* [TASK OBJECTIVE]: Please show every line in the entries below that includes the word "broken".

* [GIVEN DATA]:
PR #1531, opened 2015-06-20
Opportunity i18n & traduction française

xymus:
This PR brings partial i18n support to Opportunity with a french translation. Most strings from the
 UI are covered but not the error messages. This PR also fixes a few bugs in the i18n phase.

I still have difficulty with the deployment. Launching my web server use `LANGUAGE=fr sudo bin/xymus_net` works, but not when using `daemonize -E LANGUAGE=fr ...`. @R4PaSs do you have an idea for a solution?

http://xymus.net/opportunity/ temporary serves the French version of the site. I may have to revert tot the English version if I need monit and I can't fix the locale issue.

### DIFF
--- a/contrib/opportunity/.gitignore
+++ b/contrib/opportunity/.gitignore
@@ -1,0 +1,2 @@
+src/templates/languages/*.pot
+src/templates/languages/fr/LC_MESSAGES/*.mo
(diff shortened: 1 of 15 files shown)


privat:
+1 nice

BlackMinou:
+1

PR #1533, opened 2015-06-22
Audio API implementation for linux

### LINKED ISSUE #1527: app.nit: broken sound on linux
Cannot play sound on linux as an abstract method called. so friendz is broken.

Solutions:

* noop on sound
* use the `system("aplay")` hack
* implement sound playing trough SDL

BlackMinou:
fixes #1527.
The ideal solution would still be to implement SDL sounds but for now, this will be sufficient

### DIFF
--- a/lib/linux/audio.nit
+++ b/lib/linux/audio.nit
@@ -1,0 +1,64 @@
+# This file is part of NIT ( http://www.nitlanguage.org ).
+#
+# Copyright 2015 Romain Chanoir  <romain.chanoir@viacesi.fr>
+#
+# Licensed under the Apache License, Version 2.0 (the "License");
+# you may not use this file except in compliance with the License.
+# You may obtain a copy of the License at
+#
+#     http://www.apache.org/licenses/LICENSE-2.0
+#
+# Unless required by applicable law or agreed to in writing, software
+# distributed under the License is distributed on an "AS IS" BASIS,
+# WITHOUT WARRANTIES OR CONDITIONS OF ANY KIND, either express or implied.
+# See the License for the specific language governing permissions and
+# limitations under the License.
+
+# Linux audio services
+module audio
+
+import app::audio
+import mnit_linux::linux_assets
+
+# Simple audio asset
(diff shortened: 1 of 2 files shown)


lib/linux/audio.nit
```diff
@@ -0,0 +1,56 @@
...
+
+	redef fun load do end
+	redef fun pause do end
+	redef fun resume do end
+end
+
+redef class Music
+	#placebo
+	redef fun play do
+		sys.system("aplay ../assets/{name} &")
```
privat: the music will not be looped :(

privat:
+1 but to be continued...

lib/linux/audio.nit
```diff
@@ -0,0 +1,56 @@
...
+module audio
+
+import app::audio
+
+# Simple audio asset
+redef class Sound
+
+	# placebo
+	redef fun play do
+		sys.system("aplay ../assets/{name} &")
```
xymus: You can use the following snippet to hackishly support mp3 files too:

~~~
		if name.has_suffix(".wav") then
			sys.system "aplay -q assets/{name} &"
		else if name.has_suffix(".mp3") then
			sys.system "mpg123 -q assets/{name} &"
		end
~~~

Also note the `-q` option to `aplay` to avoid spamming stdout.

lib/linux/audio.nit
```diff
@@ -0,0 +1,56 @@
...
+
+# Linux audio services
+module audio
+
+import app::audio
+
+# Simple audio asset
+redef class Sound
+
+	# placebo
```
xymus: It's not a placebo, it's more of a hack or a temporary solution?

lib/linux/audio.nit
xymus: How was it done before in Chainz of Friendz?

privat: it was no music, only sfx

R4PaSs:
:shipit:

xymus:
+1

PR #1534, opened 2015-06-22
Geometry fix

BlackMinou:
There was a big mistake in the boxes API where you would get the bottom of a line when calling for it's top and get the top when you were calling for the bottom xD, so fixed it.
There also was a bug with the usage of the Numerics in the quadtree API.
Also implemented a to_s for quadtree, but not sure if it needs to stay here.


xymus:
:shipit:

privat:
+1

* [SOLUTION TO THIS TASK]:
### LINKED ISSUE #1527: app.nit: broken sound on linux
Cannot play sound on linux as an abstract method called. so friendz is broken.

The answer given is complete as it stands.